### YOUR TASK
Look through the entries below and return all lines including the word "Pool".

### SUPPLIED INFORMATION
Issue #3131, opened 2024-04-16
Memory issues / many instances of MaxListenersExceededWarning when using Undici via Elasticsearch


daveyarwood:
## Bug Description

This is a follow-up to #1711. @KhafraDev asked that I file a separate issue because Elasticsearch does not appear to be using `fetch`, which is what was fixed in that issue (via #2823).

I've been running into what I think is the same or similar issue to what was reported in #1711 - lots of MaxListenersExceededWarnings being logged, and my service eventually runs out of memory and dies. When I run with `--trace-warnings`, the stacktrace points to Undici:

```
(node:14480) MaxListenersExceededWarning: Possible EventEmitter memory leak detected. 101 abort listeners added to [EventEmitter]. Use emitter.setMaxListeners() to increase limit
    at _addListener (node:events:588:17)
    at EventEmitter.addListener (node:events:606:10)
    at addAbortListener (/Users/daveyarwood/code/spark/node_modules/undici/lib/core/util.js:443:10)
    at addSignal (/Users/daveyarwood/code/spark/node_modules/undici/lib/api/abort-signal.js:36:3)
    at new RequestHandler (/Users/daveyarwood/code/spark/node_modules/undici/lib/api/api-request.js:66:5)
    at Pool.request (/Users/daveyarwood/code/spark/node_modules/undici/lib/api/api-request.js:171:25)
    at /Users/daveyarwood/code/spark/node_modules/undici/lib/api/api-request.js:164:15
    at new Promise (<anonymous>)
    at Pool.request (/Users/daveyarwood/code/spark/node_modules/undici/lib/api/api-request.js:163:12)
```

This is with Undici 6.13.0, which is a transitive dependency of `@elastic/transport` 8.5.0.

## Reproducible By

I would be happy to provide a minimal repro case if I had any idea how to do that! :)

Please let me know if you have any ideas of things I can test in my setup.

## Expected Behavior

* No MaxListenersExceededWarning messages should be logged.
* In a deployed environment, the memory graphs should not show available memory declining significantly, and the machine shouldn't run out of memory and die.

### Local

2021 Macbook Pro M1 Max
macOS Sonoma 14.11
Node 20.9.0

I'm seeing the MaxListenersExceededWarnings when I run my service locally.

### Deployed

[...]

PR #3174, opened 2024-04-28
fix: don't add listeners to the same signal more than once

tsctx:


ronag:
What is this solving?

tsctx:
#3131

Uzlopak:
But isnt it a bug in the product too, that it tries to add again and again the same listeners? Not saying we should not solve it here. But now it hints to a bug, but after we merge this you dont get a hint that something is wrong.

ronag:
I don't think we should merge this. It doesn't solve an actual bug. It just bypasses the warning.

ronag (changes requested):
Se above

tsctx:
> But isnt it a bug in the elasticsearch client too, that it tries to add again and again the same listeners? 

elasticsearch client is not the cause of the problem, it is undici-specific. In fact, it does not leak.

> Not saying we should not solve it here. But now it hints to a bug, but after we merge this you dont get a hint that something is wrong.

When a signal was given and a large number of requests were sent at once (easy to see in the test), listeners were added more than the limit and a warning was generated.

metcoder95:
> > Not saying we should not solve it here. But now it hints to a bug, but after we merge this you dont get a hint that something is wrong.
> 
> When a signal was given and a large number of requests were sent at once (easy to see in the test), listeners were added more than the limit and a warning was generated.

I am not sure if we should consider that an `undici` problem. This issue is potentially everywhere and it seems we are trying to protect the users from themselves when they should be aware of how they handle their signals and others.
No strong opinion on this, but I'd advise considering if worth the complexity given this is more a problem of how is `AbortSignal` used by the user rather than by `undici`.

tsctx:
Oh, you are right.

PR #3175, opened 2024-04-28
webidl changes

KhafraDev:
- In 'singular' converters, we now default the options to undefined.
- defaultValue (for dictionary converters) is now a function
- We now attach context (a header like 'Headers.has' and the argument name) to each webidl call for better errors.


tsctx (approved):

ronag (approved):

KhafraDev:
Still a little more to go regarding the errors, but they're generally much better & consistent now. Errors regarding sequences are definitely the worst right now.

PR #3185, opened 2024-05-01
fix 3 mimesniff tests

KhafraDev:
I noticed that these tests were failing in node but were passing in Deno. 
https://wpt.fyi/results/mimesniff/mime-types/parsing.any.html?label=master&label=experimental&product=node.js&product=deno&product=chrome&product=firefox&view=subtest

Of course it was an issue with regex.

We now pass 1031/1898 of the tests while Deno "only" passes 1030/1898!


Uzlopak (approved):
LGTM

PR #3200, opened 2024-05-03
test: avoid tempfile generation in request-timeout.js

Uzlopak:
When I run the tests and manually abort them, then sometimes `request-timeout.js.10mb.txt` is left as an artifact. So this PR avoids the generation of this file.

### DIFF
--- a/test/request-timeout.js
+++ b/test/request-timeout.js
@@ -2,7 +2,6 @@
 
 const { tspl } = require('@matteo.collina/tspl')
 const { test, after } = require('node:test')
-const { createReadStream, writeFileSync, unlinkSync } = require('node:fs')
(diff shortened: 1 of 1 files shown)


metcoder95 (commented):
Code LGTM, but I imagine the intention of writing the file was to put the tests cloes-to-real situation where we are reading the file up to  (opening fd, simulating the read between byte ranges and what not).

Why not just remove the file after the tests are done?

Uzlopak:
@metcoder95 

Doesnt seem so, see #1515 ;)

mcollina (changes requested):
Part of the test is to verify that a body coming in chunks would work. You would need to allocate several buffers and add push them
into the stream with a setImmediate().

### OUTPUT FOR THIS EXERCISE
    at Pool.request (/Users/daveyarwood/code/spark/node_modules/undici/lib/api/api-request.js:171:25)
    at Pool.request (/Users/daveyarwood/code/spark/node_modules/undici/lib/api/api-request.js:163:12)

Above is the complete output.